Social care on the brink, GMB warns STUC Congress
Social care in Scotland is on the brink as skilled workers are driven out by low wages and poor conditions, GMB Scotland warns.
The union today told the STUC Congress that promises of change after Covid have been broken leaving care in crisis.
It called on ministers to introduce new pay structures and collective bargaining in private care to stem an exodus of staff driven out by low wages and poor conditions.
Tamara Beattie, a care worker and GMB rep, told delegates in Dundee: “It has now been five years since Covid turned the world upside down.
“Five years since social care workers were hailed as heroes, applauded, celebrated, praised by politicians, and promised real change.
“We were told that things would be different. That the sacrifices made during the pandemic would never be forgotten.
“We were told the value of care work would finally be recognised, respected, and properly rewarded.
“What has actually changed? Care workers are still chronically underpaid and still denied proper sick pay.
“They are still trapped in a system where fair pay and conditions are not a right but a battle.
“And they are still excluded from national bargaining and still treated like an afterthought by the Scottish Government.”
Beattie told delegates, on the second day of the congress, that £38m promised by ministers to bolster social care has never materialised.
Meanwhile, years of discussion about a new National Care Service, intended to transform social care, came to nothing as the proposed legislation collapsed.

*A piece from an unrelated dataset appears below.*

PR #1115, opened 2022-02-25
Move object marshalers to be value type based

manodasanW:
Today, when marshaling a reference type, we allocate an IObjectReference to hold onto the ptr which is a heap allocation and needs to also be garbage collected later.  This moves to instead using a value type to hold onto it as we use the ptr and dispose of it immediately in marshaling scenarios and don't need to change threads / contexts.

Beattie said: “Social care is crumbling. Staff are leaving in droves because they simply cannot survive on poverty wages.
“Services are being stretched beyond breaking point. Staff are off with mental health issues and no support. Workers are at breaking point.
"The people who rely on care — the elderly, the vulnerable, those with disabilities — are being failed.
“Our politicians talk but do not act. We have no more time for talking. The sector is broken.”
“Congress, enough is enough. Five years is too long to wait for promises to be kept.
“Five years of empty words. Five years of workers being left behind and let down. Social care workers deserve so much better — and they deserve it now. Not in another five years. Not after another consultation. Now.”
Beattie called for full sectoral bargaining in social care designed to give care workers a real voice and negotiating power.
She added: “We need national minimum standards so no worker is left behind based on who their employer happens to be.
“We need real investment in our sector - investment that recognises care not as a cost to be cut, but as a foundation to be built on.
“Because care is not just a job. It is a lifeline and warm words are not enough. Applause is not enough.
“We owe it to every care worker past, present, and future to turn promises into action.
“Support the workers who never stopped showing up — even when everything else shut down.”
The GMB Scotland motion calling on the Scottish Government to act immediately to improve pay and conditions in social care, introduce sectoral bargaining, finally deliver the promised £15 an hour minimum wage and redirect profits made by private firms into care services was passed by delegates.